Changing Behaviour Without Changing Minds: the case of the Stockholm congestion charge

stockholm_map congestion

Stockholm City map showing charge points

Pioneering management writer, Mary Parker Follett (1868-1933), was one of the first to make the argument that in practices like management we act our way into better ways of thinking rather more easily than the other way around. In 1924 she wrote; “The theory of consent rests on the wholly intellectualist fallacy that thought and action can be separated…on the assumption that we think with our ‘minds’ and we don’t…how often we see cases where we have not been able to persuade people, by our most careful reasoning, to think differently, but later, by giving them the opportunity to enter onto a certain course of action, their ‘minds’ are thereby changed.” (Creative Experience)

I remembered her words when I read about the successful implementation of a traffic congestion charge in Stockholm, Sweden. The idea had been mooted since the early 1990s but without public or political support. After the 2002 elections the Left and Green parties forced the minority Social Democrats to introduce congestion ‘taxing’ (it’s called a tax because in Sweden it is a parliamentary, not a municipal issue) even though there was little public support for it (70% against) and the major newspapers were solidly opposed. Politically it was regarded as “the most expensive and painful way to commit political suicide ever devised”. Nevertheless, buoyed by the initial success of the controversial London congestion charge (introduced in 2003), it was agreed that the full-scale experiment would run for seven months from January 2006. Then a referendum would be held.

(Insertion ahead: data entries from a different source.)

PR #1948, opened 2025-03-12
Remove replace directive from go.mod

0pcom:
replace directives will break `go install` run from outside cloned sources. i.e. `go install github.com/skycoin/skywire/cmd/skywire@develop`


0pcom:
tests still broken @mrpalide - merging

PR #1953, opened 2025-03-21
transition reward system UI to use cogentcore.org/core [WIP]

0pcom:
use cogentcore.org/core for reward system UI - WORK IN PROGRESS
```
go run cmd/skywire/skywire.go cli rewards-ui -p 8082
```
image

```
 go run cmd/skywire-cli/commands/rewards-ui/ui/ui.go
```

image

* There is currently a bit of discrepancy between the behavior of the web and desktop versions of the UI, I'm working with upstream devs on these issues such as image display, etc.

I've devised a method for including the source files for the UI which are then compiled when the reward system server is run. This is efficient in that it does not bloat the size of the binary, however it presents a challenge in including different versions of the UI. For instance, we could make it possible for users to run the desktop or web UI locally, using dmsghttp to connect to the reward system server API over dmsg ; or we could include it as it's own visor app and use the visor's dmsg client.

These methods present a challenge to the inclusion of the UI source files because the UI is currently a main package. if it were a library, compiled on the user end instead of embedding the wasm into the source files, then it would be impossible to include development changes to that library at compile time, for testing.

So we may just be better off with embedding the wasm in the future, if we want users to be able to run this locally. It's not currently possible to include the UI as it's own subcommand of skywire-cli while maintaining embed-able source code files without duplicating the code.


0pcom:
https://github.com/user-attachments/assets/14ab298d-2bfe-446e-8b2f-7b66f27f17d7

still WIP

0pcom:
Tests are somehow broken by these changes.

```
Run make check
golangci-lint --version
golangci-lint has version 1.64.[5](https://github.com/skycoin/skywire/actions/runs/14379838813/job/40320768640?pr=1953#step:5:6) built with go1.24.0 from 0a[6](https://github.com/skycoin/skywire/actions/runs/14379838813/job/40320768640?pr=1953#step:5:7)03e49 on 2025-02-13T21:19:55Z
GO111MODULE=on golangci-lint run -c .golangci.yml skywire.go
GO111MODULE=on golangci-lint run -c .golangci.yml ./cmd/...
level=warning msg="[runner] Can't run linter goanalysis_metalinter: buildir: failed to load package glfw: could not load export data: no export data for \"github.com/go-gl/glfw/v3.3/glfw\""
level=error msg="Running error: can't run linter goanalysis_metalinter\nbuildir: failed to load package glfw: could not load export data: no export data for \"github.com/go-gl/glfw/v3.3/glfw\""
level=error msg="Timeout exceeded: try increasing it by passing --timeout option"
make: *** [Makefile:221: lint] Error 4
```

I'm trying to go ahead and deploy this new UI for the reward system. @mrpalide please fix the CI issue when you get a chance.

PR #1984, opened 2025-05-20
update deps & vendor latest commits from dmsg

0pcom:


0pcom:
@mrpalide i think it should be possible to update wireguard to the latest version, it will just require some changes

image

I'll downgrade it again to the last working commit, for now

PR #1989, opened 2025-05-29
Expand public autoconnect logic [WIP]

0pcom:
The current logic for the public autoconnect only makes STCPR transports to public visors.

While this should create enough transports to enable multihop routes, I believe that some improvement is possible with the following change:

* Visors should make SUDPH transports to those visors which are connected to public visors

The only issue with this proposal stems from the fact that: once a public visor reaches a certain number of transports, it should de-register itself as a public visor in the service discovery.

At the point where the public visor de-registers itself, there is not a good way to tell which public keys belong to public visors, except indirectly by number of transports, because the visor is no longer listed in the service discovery as a public visor.

Ideally we would have a similar setup as we have for dmsg servers listed in dmsg-discovery where we have `available` and `all` servers endpoints


0pcom:
I've significantly improved the logic for the public autoconnect.

* moved autoconnect logic out of `pkg/servicedisc` into `pkg/visor`
The autoconnect is really critical logic and probably should have been in pkg/visor to begin with. This change was necessary in order to use the different api clients such as ut client, ar client & tpdisc client

* maintain fresh data by limiting connection attempts to a 5 minute window.
This avoids the visor taking a long time to attempt to connect to many keys in a long list, where the data may be old

* autoconnect to public visors via stcpr AND visors which are already connected to public visors via sudph
This should significantly reduce the pressure on public visors

* randomize the list of visors to connect to (very important)
Avoid the situation where every visor is trying to connect to the same public visor at once!

* ensure that visors are online according to the uptime tracker before attempting to connect to them
This avoids attempting to connect to visors that have subsequently gone offline

* determine which transport type to use when connecting with address resolver client
This is important since the public autoconnect logic is now using multiple transport types.

* moved transport type constants to it's own package (from `pkg/transport/network` to `pkg/transport/types`)
There were lots of packages importing `pkg/transport/network` and only using the transport type constants, so this is a significant optimization

## NOTES

**The public autoconnect relies on at least one public visor running on the network**

No transports will be established to any visor unless a public visor is observed to be present on the network.

We should consider changing that - per the initial comment of this pull request - so that transports may be established to visors that are connected to unadvertised public visors.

The objective of the London scheme had been to keep vehicles out of the core of the city, period. In Stockholm the goal was different – it was to redistribute the traffic over the day and reduce the congestion during the morning and evening peaks. This decision was dictated by the geography of Stockholm, which is built on a series of islands and north-south travel necessitates using routes that transit the core – some residents have no other option. With this in mind, access between 6pm and 6am was free with a variable pricing scheme that peaked at 20 krona (just over $3) in rush hours. One pays every time one accesses the core, with a maximum charge of 60 krona (about $10) per day.

Pictures of a Stockholm city road the day before and day after the introduction of the tax

The effects of the congestion charge were visible immediately and the newspaper commentators changed their opinions after a few weeks. After the seven-month trial, the data was in and the results of the congestion tax trial were clear: traffic in the city had dropped by about 20-25% (making a huge difference in congestion because of the power law effects, now reversed), usage of public transport had risen by about 6%, retail sales in the core of the city were actually up and traffic accidents were down. In the subsequent referendum 51.3% approved the continuation of the congestion tax and the system was restarted in mid-2007. A few years later the approval rating had increased to 70% and the sales of “clean” vehicles, which were tax-exempt until 2012, had risen by 27%.

Changing Behaviour Without Changing Our Minds

When investigators studied what had happened to the traffic they found that it had changed in several subtle ways. Of those going to work 24% had switched to transit and 1% had changed their routes. Discretionary trips changed in many different ways and some traffic just “disappeared”. On interviewing people to ask them why and how they had “changed their minds”, more than half of them of them denied changing anything. They felt as though they had been in favour of congestion pricing all along. It turns out that people make driving decisions every day, and the introduction of congestion charges was just another factor that they fed into their decision-making process – many of them felt that they drove the same way as they always had. They had adapted; changing their behaviour without changing their minds! As Jonas Eliasson, Director of the Centre for Transport Studies at Sweden’s Royal Institute of Technology, puts it, “You shouldn’t try to tell people how to adapt, you should just ‘nudge’ them in the right direction.” For a text report see here.)

From a change perspective the Stockholm experience vindicates John Kotter’s see-feel-change process instead of the conventional analyze-think-change sequence. It also reminds one of the central tenets of the positive deviance movement that change is “…not a transfer of knowledge. It’s not about importing best practices from somewhere else. It’s about changing behaviour….you enable people to practice a new behavior, not sit in class learning about it.” Or, as one might put it from an ecological perspective, good design creates the contexts in which ecologically-rational humans are encouraged “to do the right thing.”